I intend to read csv file with specific pattern from nested file directories where each subdirectories has multiple csv files and I only want to read the one end with specific pattern. I already figured out the way of doing this in R, but wanted to do this in pandas. I found couple of useful post but can't able to read the file that I wanted to read in pandas.
current attempt
here is file structure that I have and wanted to read file start with Z_19_xx.csv. for instance:
import pandas as pd
dir1="demo2020/p1 pop/csv/Z_19_master.csv"
f1=pd.read_csv(dir1)
this is hard coded and I want to avoid of doing this. Below is the file structure:
demo2020
- p1 pop
-csv
- A_17_master.csv
- A_18_master.csv
- B_18_master.csv
- C_19_master.csv
- Z_19_master.csv
- p2 cop
-csv
- A_17_cop.csv
- A_18_cop.csv
- B_18_cop.csv
- C_19_cop.csv
- Z_19_cop.csv
- p3 res
-csv
- A_17_res.csv
- A_18_res.csv
- B_18_res.csv
- C_19_res.csv
- Z_19_res.csv
- p4 nac
-csv
- A_17_nac.csv
- A_18_nac.csv
- B_18_nac.csv
- C_19_nac.csv
- Z_19_nac.csv
my current attempt in R:
here is my R code to do this in handy:
yr=19
dir="demo2020/"
files <-c(f1 = paste0("p1 pop/csv/Z_", yr, "_master.csv") ,
f2 = paste0('p2 cop/csv/Z_', yr,'_cop.csv') ,
f3 = paste0('p3 res/csv/Z_', yr,'_res.csv') ,
f4 = paste0('p4 nac/csv/Z_', yr,'_nac.csv')
)
path=(paste0(dir,files))
> path
[1] "demo2020/p1 pop/csv/Z_19_master.csv"

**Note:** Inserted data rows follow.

PR #7165, opened 2024-08-08
HTML API: Add support for missing FRAMESET and "after" insertion modes.

dmsnell:
Trac ticket: Core-61576.

As part of work to add more spec support to the HTML API, this patch
adds support for the FRAMESET-related insertion modes, as well as the
set of missing _after_ insertion modes. These modes run at the end of
parsing a document, closing it and taking care of any lingering tags.

Developed in https://github.com/wordpress/wordpress-develop
Discussed in https://core.trac.wordpress.org/ticket/61576

See #61576.

## `html5lib` tests

```diff
-Tests: 1497, Assertions: 975, Skipped: 522.
+Tests: 1494, Assertions: 1074, Skipped: 420.
```

PR #7312, opened 2024-09-09
HTML API: Handle content after BODY, HTML where possible

sirreal:
Improve support for content appearing after BODY, HTML nodes where
possible. Some HTML may be representable by the HTML API without
introducing ordering problems.

When HTML moves to the "after-{body,html,…}" insertion modes, BODY and
HTML remain on the stack of open elements. Certain content is inserted
in place (comments), some content is inserted in BODY (white space
text), and most other content will switch back to the "in body"
insertion mode.

The difficulty with the HTML API is that the result in the tree may be
out-of-order compared to the positioning of the corresponding tokens in
the HTML input text. For example:

    </body>FOO

Produces this tree where the ordering is the same even though a BODY
closer is reached:

    [DOCUMENT]
        └HTML
         ├HEAD
         ├BODY
         │ └#text: FOO
         └#comment: comment

Compare with this case:

    </body>FOO

The tree is identical, the FOO text is _out of order_ in the tree
compared to the HTML string. This case continues to be invalid because
when the FOO text needs to be reached, the parser would have already
reached a BODY tag closer and content outside of the body:

    [DOCUMENT]
        └HTML
         ├HEAD
         ├BODY
         │ └#text: FOO
         └#comment: comment

This approach deviates from the explicit steps in the spec and will pop
the BODY and HTML tags from the stack of open elements when content
should appear outside of them. Flags are set for each "after-" mode to
prevent returning to BODY and then continuing to produce content
outside, which would produce the unsupported out-of-order behavior.

See https://html.spec.whatwg.org/#parsing-main-afterbody.

Trac ticket: https://core.trac.wordpress.org/ticket/65967

---

### DIFF
--- a/src/wp-includes/html-api/class-wp-html-processor.php
+++ b/src/wp-includes/html-api/class-wp-html-processor.php
@@ -256,6 +256,12 @@ class WP_HTML_Processor extends WP_HTML_Tag_Processor {
 	 */
 	private $context_node = null;
 
+	/** @var bool */
+	private $has_produced_after_body_content = false;
+
+	/** @var bool */
+	private $has_procuded_after_html_content = false;
+
 	/*
 	 * Public Interface Functions
 	 */
@@ -3953,6 +3959,9 @@ class WP_HTML_Processor extends WP_HTML_Tag_Processor {
 			 */
 			case '#text':
 				if ( parent::TEXT_IS_WHITESPACE === $this->text_node_classification ) {
+					if ( $this->has_produced_after_body_content || $this->has_procuded_after_html_content ) {
+						$this->bail( 'Cannot produce out-of-order content.' );
+					}
 					return $this->step_in_body();
 				}
 				goto after_body_anything_else;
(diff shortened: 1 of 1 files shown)


sirreal:
This work was originally included in https://github.com/WordPress/wordpress-develop/pull/7165. It was reverted in the PR to land a simpler initial version and is now proposed on its own as an enhancement.

dmsnell:
I'm wondering if here we could lean on some of the work I've explored for XML well-formedness error-recovery.

Imagine we start with "proper HTML parsing in tree-order node traversal" but you could opt-in to certain errors.

```php
$processor->parser_tolerance( WP_HTML_Processor::VISIT_NODES_OUT_OF_ORDER, true );
$processor->parser_tolerance( WP_HTML_Processor::OVERLOOK_FOSTERED_NODES, true );
```

I'm concerned with patches like this because I think there's a real semantic challenge when thinking about operations like `set_inner_html()`. For a chunk of HTML where the content after BODY itnerleaves IN BODY and AFTER BODY content, can we provide a rational answer to the question: how should the document change when setting inner HTML of the BODY?

sirreal:
@dmsnell and I spoke the other day where we discussed an alternate approach to this. Collect the tokens that appear after body or after html and visit them at the very end of the HTML document. This would potentially avoid some confusing state juggling.

We didn't go into detail on the implementation, so that approach still needs to be evaluated.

[2] "demo2020/p2 cop/csv/Z_19_cop.csv"
[3] "demo2020/p3 res/csv/Z_19_res.csv"
[4] "demo2020/p4 nac/csv/Z_19_nac.csv"
# read them
for(i in 1:length(files))
{
f <- assign(names(files[i]), read.csv(paste0(dir, files[i]),stringsAsFactors = FALSE,skip = 1))
}
python objective - pandas
I want to do this in python without hard coding, and simply want to use above R code logic in python and use pandas to read csv files. So far, here is my attempt:
import pandas
import os
parent_dir = 'demo2020/'
subject_dirs = [os.path.join(parent_dir, dir) for dir in os.listdir(parent_dir) if os.path.isdir(os.path.join(parent_dir, dir))]
filelist = []
for dir in subject_dirs:
csv_files = [os.path.join(dir, csv) for csv in os.listdir(dir) if os.path.isfile(os.path.join(dir, csv)) and and csv.startswith('Z_') and csv.endswith('.csv')]
for file in csv_files:
df=pd.read_csv(file)
filelist.append(df)
but still not getting this right, I only want to read Z_19_xx.csv from each subfolder and concatenate them. How can we do this nicely in python? Can anyone point me out of making this right in python? Any idea?